PR #230, opened 2020-05-07
Fix #156: Add a flag for the old way of handling args from a launch config

### LINKED ISSUE #156: Add a flag for the old way of handling args from a launch config.
Prior to the most recent release, the "args" property of the launch config was passed directly to `spawn()`.  Now those args are passed to the launcher script where they can be shell-expanded.  However, in some cases that shell expansion is problematic and the old behavior is desired.  See https://github.com/microsoft/vscode-python/issues/11562.

This could be solved by supporting a flag in the launch config to indicate that the old behavior (no args sent to launcher script, args sent to `spawn()` directly) should be used.

int19h:
Add new property "argsExpansion", which defaults to "shell", but can be explicitly set to "none" to request no expansion.

Propagate "args" to launcher via CLI or JSON, depending on the value of "argsExpansion".

Move the logic to compute process name back to the adapter, alongside other processing of "launch" targets.

### DIFF
--- a/src/debugpy/adapter/clients.py
+++ b/src/debugpy/adapter/clients.py
@@ -272,22 +272,19 @@ class Client(components.Component):
 
             return value
 
-        # Propagate command line arguments via launcher CLI rather than "args", so that
-        # they get shell expansion applied to them in "runInTerminal" scenarios.
-
         program = module = code = ()
         if "program" in request:
             program = request("program", unicode)
             args = [program]
-            # process_name = program
+            request.arguments["processName"] = program
         if "module" in request:
             module = request("module", unicode)
             args = ["-m", module]
-            # process_name = module
+            request.arguments["processName"] = module
         if "code" in request:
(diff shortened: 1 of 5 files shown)


src/debugpy/adapter/clients.py
```diff
@@ -299,7 +296,11 @@ def property_or_debug_option(prop_name, flag_name):
                 '"program", "module", and "code" are mutually exclusive'
             )
 
-        args += request("args", json.array(unicode))
+        # Propagate "args" via CLI if and only if shell expansion is requested.
+        args_expansion = request("argsExpansion", json.enum("shell", "none", optional=True))
```
karthiknadig, line 300: Do we need to expose this in the extension? to provide completion or do we want to keep it internal.

int19h: I think it's best to expose. Some users might need the old behavior, and without this flag, it's just not possible.

PR #231, opened 2020-05-07
Consider filenames starting with '<' library code by default. Fixes #209

### LINKED ISSUE #209: Step into library import statement gives "Could not load source '<string>': Source unavailable."
Set a breakpoint to a ``import numpy`` statement and step into it. It'll raise: ``Could not load source '<string>': Source unavailable.``

VS Code Insiders 1.33.0
Extension version 2019.3.6215

launch.json file:

```
{
    // Use IntelliSense to learn about possible attributes.
    // Hover to view descriptions of existing attributes.
    // For more information, visit: https://go.microsoft.com/fwlink/?linkid=830387
    "version": "0.2.0",
    "configurations": [
        
        {
            "name": "Python-test",
            "type": "python",
            "request": "launch",
            "program": "${file}",
            "stopOnEntry": true,
            "cwd": "${workspaceFolder}",
        },
    ]
}
```

fabioz:


src/debugpy/_vendored/pydevd/_pydevd_bundle/pydevd_constants.py
```diff
@@ -46,6 +46,23 @@ class DebugInfoHolder:
     PYDEVD_DEBUG_FILE = None
 
 
+# Any filename that starts with these strings is not traced nor shown to the user.
+# In Python 3.7 "<frozen ..." appears multiple times during import and should be ignored for the user.
+# In PyPy "<builtin> ..." can appear and should be ignored for the user.
+# <attrs is used internally by attrs
+# <__array_function__ is used by numpy
+IGNORE_BASENAMES_STARTING_WITH = ('<frozen ', '<builtin', '<attrs', '<__array_function__')
```
fabioz, line 54: Note that these are completely hidden and not traced at all (internally it's handled as if they were debugger files) -- these are still based on heuristics.

src/debugpy/_vendored/pydevd/_pydevd_bundle/pydevd_constants.py
```diff
@@ -46,6 +46,23 @@ class DebugInfoHolder:
...
+
+# Note: <string> has special heuristics to know whether it should be traced or not (it's part of
+# user code when it's the <string> used in python -c and part of the library otherwise).
+
+# Any filename that starts with these strings is considered user (project) code. Note
+# that files for which we have a source mapping are also considered as a part of the project.
+USER_CODE_BASENAMES_STARTING_WITH = ('<ipython',)
```
fabioz, line 61: This could potentially not be needed at all as to be traced they need to be in `setPydevdSourceMap` to properly work (but still, I decided to leave it as a reference and it may be useful to have the setting in the future).

fabioz:
Note: I see that some tests are failing. I'll investigate.

fabioz:
Ok, should be good now (the failures seem unrelated to the commit now).

PR #240, opened 2020-05-13
Test to check that rules are properly reapplied on attach. Fixes #226

### LINKED ISSUE #226: Just my code exclusions are cached and can't be updated.
## Environment data

- DEBUGPY version: 1.0.0b8
- OS and version: Windows 10
- Python version (& distribution if applicable, e.g. Anaconda): 3.7.6

## Steps to reproduce:
Create a number of files in a folder:
Looper.py:
```
import baz
import foo
while(True):
    inp = input("Enter a string")
    foo.foo()
    baz.baz()
    print('End of loop')
```
foo.py
```
def foo():
    print('foo')
```
baz.py
```
def baz():
    print('baz')
```
And a launch.json with the following (replacing paths appropriately)
```
{
      "name": "Python: Attach using Process Id",
      "type": "python",
      "request": "attach",
      "processId": "${command:pickProcess}",
      "justMyCode": true,
      "rules": [
        {
          "include": true,
          "path": "d:/Training/DebugJMC/foo.py"
        },
        {
          "include": true,
          "path": "d:/Training/DebugJMC/looper.py"
        },
        {
          "include": false,
          "path": "**/*"
        }
      ]
    }
```

1. Start looper.py from VS code
1. Attach and see that breakpoints will bind in foo.py but not in baz.py
1. Detach
1. Switch the include value for foo.py to baz.py
1. Reattach. 

## Actual behavior

Breakpoints don't bind in either

## Expected  behavior

Breakpoints bind in baz.py but not foo.py

fabioz:


fabioz:
@int19h, I can't merge because the Lint is not working (and it's not really an issue in this pull request).

PR #243, opened 2020-05-13
Return empty type for DAPGrouper instances. Fixes #237

### LINKED ISSUE #237: Type for special variables appears as DAPGrouper
In VS debug locals window, when grouping is enabled, debugpy is surfacing the type for the groups as `DAPGrouper`. It should be reported as empty string, since that is a debugger internal type.

image

fabioz:


src/debugpy/_vendored/pydevd/_pydevd_bundle/pydevd_suspended_frames.py
```diff
@@ -64,6 +64,9 @@ def get_var_data(self, fmt=None):
         elif name in (TOO_LARGE_ATTR, GENERATED_LEN_ATTR_NAME):
             attributes.append('readOnly')
 
+        if type_name == 'DAPGrouper' and self.value.__class__ == DAPGrouper:
```
int19h, line 67: It sounds like the first check is redundant - wouldn't it always be true for this class?

Also, I'm not sure if the `__class__` attribute can throw an exception somehow, and needs to be inside try/except.

fabioz: Well, I was trying to lower the surface there by checking the name first (as you said, accessing `__class__` can really throw an exception as would isinstance checks... with the code above this could still happen if the user does actually have a `DAPGrouper` class that didn't have a class or had some error accessing `__class__`, but I don't really see that happening in practice).

If you want I can change to just check the class and handle exceptions there instead of checking the name first (but personally I think the current code is reasonable).

int19h: Yeah, I was basically thinking of that pathological corner case. But if the point of the string name check is to handle the possibility that `__class__` might throw, I think it's better to just handle the potential exception, simply because it's clearer what the purpose of it is.

fabioz: Ok, I'll change.

PR #244, opened 2020-05-13
Pass presentationHint='locals' to 'Locals' scope. Fixes #236

### LINKED ISSUE #236: "presentationHint" is not set for variable scopes
DAP `Scope` interface defines `presentationHint` for the purposes of distinguishing standard scope (locals, globals etc). Visual Studio uses this to determine whether the scope is locals or not, to inline locals into the top level. However, pydevd does not set `presentationHint` for any of the scopes - only the label.

fabioz:


huguesv:
I've applied the fix locally and can confirm that this works as expected in VS.
image

int19h:
It's too bad they show the scope using the default icon for variables. Not sure who to ask, but is there anything that we can do when reporting scopes to change it? Or maybe they should just change it on their end. Doesn't much matter what, just so long as it's visually distinct.

huguesv:
Oh I didn't notice that. In MMD it's using a different icon:
image

I'll ask the VS debugger team.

============

### About this exercise
What this exercise asks for is every line of the data above with the word "DebugJMC".

### Written answer
          "path": "d:/Training/DebugJMC/foo.py"
          "path": "d:/Training/DebugJMC/looper.py"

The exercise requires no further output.